Das Ergebnis wäre zwar nur in Teilen nachvollziehbar und vermutlich nicht perfekt. Aber das ist die derzeitige Regulierung auch nicht.

Interessante Termine der kommenden Woche

Am Dienstag findet in Berlin im Paul-Löbe-Haus im Bundestag ein Hybrid-Fachgespräch der Grünen-Bundestagsfraktion statt. Das Thema: „Finanzierung der Transformation – was braucht der Mittelstand“. Die Grünen geben als Untertitel an: Wie kann die Bundespolitik unterstützen? Welche Instrumente sind am effektivsten? Offen ist, ob dies nur rhetorische Fragen sind und die Grünen nur ihre Ideen präsentieren wollen. Oder ob die Politiker tatsächlich zuhören und aufbauend auf den Ergebnissen des Gesprächs passende Maßnahmenpakete entwerfen. Ebenfalls am Dienstag treffen sich in Luxemburg die EU-Minister für Energie, um über den Beitrag des Energiesektors zur Wettbewerbsfähigkeit der Europäischen Union sowie die Divergenz der Stromgroßhandelspreise innerhalb der EU zu beraten. Auch die Vorbereitung auf den Winter 2024/2025 mit Blick auf die Versorgungssicherheit in der EU, die Energiesituation in der Ukraine und ein Bericht zum Stand der Energieunion stehen auf der Tagesordnung.

Am Mittwoch veröffentlicht das Statistische Bundesamt aktuelle Zahlen zu den Einzelhandelsumsätzen im August 2024. Der vorläufigen Schätzung zufolge haben die Einzelhändler preis-, kalender- und saisonbereinigt real 2,1 Prozent mehr umgesetzt als im August 2023. Nach Rückgängen im Mai und Juni sahen die Zahlen schon im Juli besser aus. Vielleicht zeichnet sich ja hier eine kleine Trendwende ab.

Am Donnerstag entscheidet der EZB-Rat darüber, ob und in welchem Umfang die Europäische Zentralbank die Leitzinsen senken wird.
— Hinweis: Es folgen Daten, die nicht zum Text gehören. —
PR #16570, opened 2023-01-21
Add release note about minimum version on macos

mat007:
### Proposed changes

Adds a release note for Mac to say that Docker Desktop now requires macOS 11.

We had actually deprecated macOS 10.15 months ago (and updated the installation docs accordingly), but forgot to change the minimum version in the product.
Docker Desktop 4.16 now fails to start on macOS 10.15, even when previous versions seem to be fine.

### DIFF
--- a/desktop/release-notes.md
+++ b/desktop/release-notes.md
@@ -160,6 +160,7 @@ For frequently asked questions about Docker Desktop releases, see [FAQs](faqs/ge
 
 #### For Mac
 
+- Minimum version to install or update Docker Desktop on macOS is now 11 (Big Sur) or newer.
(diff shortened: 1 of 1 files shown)


desktop/release-notes.md
```diff
@@ -160,6 +160,7 @@ For frequently asked questions about Docker Desktop releases, see [FAQs](faqs/ge
 
 #### For Mac
 
+- Minimum version to install or update Docker Desktop on macOS is now 11 (Big Sur) or newer.
```
dvdksn, line 163:
```suggestion
- Minimum OS version to install or update Docker Desktop on macOS is now macOS Big Sur (version 11) or later.
```

mat007: Sure, thanks!

dvdksn (approved):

Am Freitag stellen Prof. Dr. Julia Backmann von der Universität Münster und Carsten Meiervon von Intraprenör ihre Studienergebnisse und Erfahrungen vor. Es ging in dem Projekt darum, zu untersuchen, wie sich eine 4-Tage-Woche auf Unternehmen und Beschäftigte auswirkt. An der Studie teilgenommen haben 45 Unternehmen. Intraprenör selbst entwickelt nach eigener Aussage seit zehn Jahren sogenannte People Companies: Intraprenör bezeichnet so Organisationen, „die Menschen in den Mittelpunkt ihres Tuns stellen“. Revolutionär. Das klingt nach einem echten USP und Breakthrough. Oder so.